I’ve been trying to write about my attempts to be use more positive language with my children, Cooper and Sylvia. So far, I’m 0 for 2, as I have only come up with reasons to not use positive language. Last week, I ranted about insincere compliments designed to obscure criticism. And this week? Read on…
My husband was gone, enjoying a much-deserved night out. The kids were worn out and went to bed with nary a complaint. I was nearly asleep when my eyes popped open. I’d left pizza sitting out on the counter. Grumbling, I heaved myself out of bed and headed to put it away. But I didn’t get far.
Trudging through my dark bedroom, my right big toe caught the hem of my left pajama-pant leg. They’re roomy, comfy, flannel jammies that I love to wear. But they’re a bit too long – long enough that they hooked over my right toe. My right leg got the message too soon, and continued forward, as my toe bent outward, stuck in the other pant leg. I flew forward, landing on my hands and knees, wondering if I’d possibly ripped my big toe completely off.
It hurt. Every bit of my toe – and up into my foot – felt crushed, mangled and bruised. I hugged my knee to my chest, waiting for it to feel better. But it didn’t. As it throbbed, my face grew clammy, and I felt weak. Faint. Nauseated.
The voice in my head scolded me. This is what you get. This is revenge for the last time Cooper stubbed his toe. When you told him to walk it off … that he was fine … to be more careful ….
I scooted on my rear end into the bathroom, fearing I would throw up.
I thought to myself that if Cooper showed up in the doorway and said, “Get up … you need to walk around … try blowing on it … you’re fine …,” I might just flip my lid.
I remember him howling as he hopped around, protecting a freshly stubbed toe. He wanted empathy – and let me know it, saying, “Do you have any idea how bad this hurts? You should stub your toe and see how it feels.”
I couldn’t see a clock from the bathroom floor where I sat, convalescing and moaning, so I don’t know how long it was before I gingerly got to my feet, then hobbled to the kitchen to put away the pizza. It might have been 10 minutes or so. I will tell you, at no time during that 10 minutes would words trying to minimize my situation have been well-received. Offers of help? Maybe. A pack of ice? Sure. Prescription pain meds? Absolutely. But nobody needed to tell me to look at the bright side.
Sometimes we want to tell our kids that everything will be fine. We know from experience that it will. Friendships mend, embarrassments fade, and stubbed toes eventually stop throbbing. But telling them it’s all OK does nothing.
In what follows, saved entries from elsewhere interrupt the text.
Issue #1380, opened 2017-04-02
Linking is O(M_binders * N_body_instructions), could be O(N' log M) or even O(N'), where N' is just unbound instructions


nicowilliams:
Linking is O(M_binders * N_body_instructions), could be O(N' log M) or even O(N'), where N' is just unbound instructions.

As we add builtins, linking will slow.

We've already optimized binding of global `$var`s defined with `--arg*`.

We could now optimize the binding of builtins and binders exported by modules.

There are two independent things to do about this:

 - Build a list of unbound instructions as we do any binding so that once we have that list we need only traverse it (this is where  `N'` comes from).

 - Sort the globals to bind by name and ariness, then traverse the body (or list of unbound insts in it) to find unbound insts and then binary search the table of binders (this is where `log M` comes from).

   Alternatively build a hash table of the globals to get down to `O(N')` (assuming we really get `O(1)` from the hash table).

   We could build the sorted / hash tables as we compile a module.

   The cost of sorting or building a hash table has to be taken into account.  For large programs it will be negligible, as it is a one-time cost, but most jq programs are small...  A hash table will probably perform best in this sense, since insertion should be fast too.

   The C-coded builtins can be kept sorted manually.  No need to sort it at run-time, nor hash it.

   `src/builtin.jq` can't be sorted because some of those builtins depend on others.

nicowilliams:
We can add `inst *next_unbound` and `inst *prev_unbound` fields to `inst`, but where `inst` values are generated we don't have the context to link them up.  So such a list would have to be setup the first time we bind.

Another thought is that we may eventually want to close the set of builtins for the "jq" module (as it were) or otherwise compile only the ones we need.

nicowilliams:
I think I'll do the following:

 - phase 1: use binary search of binder arrays instead of lists
    - keep `block_bind_subblock()` as-is
    - add a `block_bind_subblock2()` that takes an array (not a block) of binder `inst`s
    - make `gen_cbinding()`, `bind_bytecoded_builtins()`, and friends, build a sorted array of binders and call `block_bind_subblock2()` to bind them using binary search of the binders for each unbound `inst`

 - phase 2: use a list of unbound `inst`s for binding global symbols
    - add a `block_gather_unbound()` function to make a list of unbound `inst`s
    - add a `block_bind_unbounds()` function that works like `block_bind_subblock2()` but takes the unbound `inst` list, and make `gen_cbinding()`, `bind_bytecoded_builtins()`, and friends use it

[...]

PR #1807, opened 2019-02-06
Speed linking

nicowilliams:
This is an attempt to begin ameliorating #1380...  Let's see if this passes tests!


muhmuhten:
From running it alone, somewhat mixed results―the degenerate libraries with thousands of unused symbols load much faster, but it actually takes longer to load builtins and run the empty program.

nicowilliams:
Closing for now.

PR #1808, opened 2019-02-07
Define error/1 in terms of error/0

muhmuhten:
The parser generates a call to error/0 on break. Having that exported
from C directly removes a language dependency on builtin.jq.

In any case, error/0 seems to be the more fundamental operation, seeing
as the old C impementation of error/1 did nothing useful with its input.


nicowilliams:
Thanks!

PR #1809, opened 2019-02-07
 Work around fgets()'s lack of length reporting

### LINKED ISSUE #1504: Raw input inconsistently loses NULs at end of file
```
% printf 'a\0b\0' | jq -R .
"a\u0000b"
% printf 'a\0\nb\0\n' | jq -R . # this one's okay
"a\u0000"
"b\u0000"
% printf 'a\n\0b\0' | jq -Rs . # loses the NUL
"a\n\u0000b"
% printf 'a\n\0b\n\0' | jq -Rs . #doesn't lose the NUL
"a\n\u0000b\n\u0000"
% printf 'a\n\0b\n\0\0' | jq -Rs . # loses one NUL but not the other
"a\n\u0000b\n\u0000"
% seq -f 'a' 2048 | tr 'a\n' '\0' | jq -R length # correct
4096
% seq -f 'a' 2047 | tr 'a\n' '\0' | jq -R length # should be 4094
1
```

The problem is basically that because we use `fgets`, we have no idea how many bytes were actually read, and the current implementation (see util.c:337) is a hack that guesses based on strlen or the buffer size depending on the return value. This sort of works if the input doesn't contain NULs, but the result when there are NULs fails in incomprehensible ways.

muhmuhten:
Stop losing \0s from the end of files because we don't know how much
fgets() read into our buffer. If we prefill the buffer with anything
other than zeroes, we can actually tell the difference between the
terminator and unused space in the buffer.

This is possibly more expensive, but at least it should be correct.

Fixes #1504

### DIFF
--- a/src/builtin.jq
+++ b/src/builtin.jq
@@ -10,7 +10,7 @@ def max_by(f): _max_by_impl(map([f]));
 def min_by(f): _min_by_impl(map([f]));
 def add: reduce .[] as $x (null; . + $x);
 def del(f): delpaths([path(f)]);
-def _assign(paths; value): value as $v | reduce path(paths) as $p (.; setpath($p; $v));
+def _assign(paths; $value): reduce path(paths) as $p (.; setpath($p; $value));
 def _modify(paths; update): reduce path(paths) as $p (.; label $out | (setpath($p; getpath($p) | update) | ., break $out), delpaths([$p]));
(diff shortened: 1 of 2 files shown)


nicowilliams:
I split your commit in two, FYI.

nicowilliams:
Clever!  Thanks!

As our school nurse said, they need information to learn how to read the situation and understand what’s to come. I learned this a couple years ago when my daughter was unreasonably hysterical about a light scratch on her forehead. Eventually, it came to light that she thought it was permanent – that she would always have a long, skinny scratch on her face. Apparently, I’d not taught her about healing.
What do we need to do? We need to lay it on the table, and tell it straight. And all the while, we need to teach them about healing. That it takes time – that we need to take care of the pain – but that someday it will be better.